I wish I had found your videos long ago. I am a Physics teacher too. I am wondering how you set up your class so that every kids has the inquiry opportunity which is hard to manage. How many kids do you have per class and do you ask the students do the experiment by themselves or what? Thank you.
The magic word is "Stations." You want perhaps as many as 5 experiments set up in your classroom. The students can rotate from table to table trying out the experiments. Get them to put their hands-on the experiment. Even in this video, each experiment can be a station. I know it is hard, but try to eventually have a hands-on activity every day.
hi James, thanks for this interesting film. My students tried to calculate the groundfrequency of a soda bottle yesterday, just by measuring the length of the bottle and using 340m/s for the speed of the air. They found a frequency of app 410Hz. When they blew on the bottle, they found a frequency of app 250Hz using their mobil phones and Phyphox. Using 250Hz the bottle resonated, not wit 410Hz. Can you explain this difference? Thanks !!
Yes, the bottle is not a tube. There is extra width which increases the effective length. The formula I use is only for long thin tubes, in fact it is an approximation for 1D sound waves. The worst bottle would be a perfect sphere, which is known as a helmholtz resonator. Most bottles will not meet the tube approximation, which itself has some problems.
Dear Prof., I have a mix up in my terminology, I think you can clear things up. I did the following experiment: I have air flowing through a straight pipe. Pressure ratio between outlet and inlet is lower than the critical pressure ratio, which suggests flow velocity at the outlet is close to the speed of sound. I have recorded the sound of this process and analyzed the frequency spectrum. Suprisingly for me (but maybe not for you), the dominant frequencies are in a integer ratio to one another. So this would imply a standing wave behaviour.. but can it be called that? The air is moving at a great speed through the pipe after all. I search on the web for explanation, of little avail. Literature containing a mathematical approach would be greaty appreciated. Take care, love your videos.

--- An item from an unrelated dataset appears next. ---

PR #95, opened 2019-08-29
Add TipTap Editor for code highlighting

starvsion:
This one was inspired from : https://github.com/liyasthomas/postwoman/pull/78 . 

Basically this one is done with TipTap editor (readonly mode) and highlight.js. Given the fact that tiptap is a text editor (but displays as divs), it solves the problem with responsiveness, copying html etc., and this one is able to handle any type of input (but highlighting is only available for js, css,  xml, json or other language if we wanna add.).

does anyone know what the name of the music he used at the beginning for his intro? it sounds really nice and i want to know the name so i can find it elsewhere 😭
I tried do determine the sound speed in my room using your way. It came out to be about 320 m/s, with a constant frequency of 696 Hz and wavelength about 0.46 m..... Can it be somehow correct?? Btw it's cold here ( below 20° C)
One thing you didn't mention it when we fill a bottle(or a tube in this case) like at 4:28 the frequency of sound coming increases as the length of air in the tube is decreasing so the wavelength decreases resulting in increased frequency!!
I have tried a lot but failed to make a PVC flute of 6 holes closed at one end with a rubber cork...sir Can you help me anyhow to find the distance between cork, blow hole and the figure holes???....please
i have a doubt sir , that shouldn't the tuning fork be placed like 90 degrees rotated about axis ,like the fork is vertical and not face down ,the disturbance cause by the fork is not face down but along the tuning fork. pls clarify.the theory is very well explained by u sir :-)
Both 90 degrees and zero degrees rotation will work. However, 45 degrees rotation will be silent. Try this by holding a fork to your ear and listening.
Nice job Just one issue You cannot assume (1:29) the node to anti node distance to be one quarter of the wavelength, it can be three quarters or even five quarters.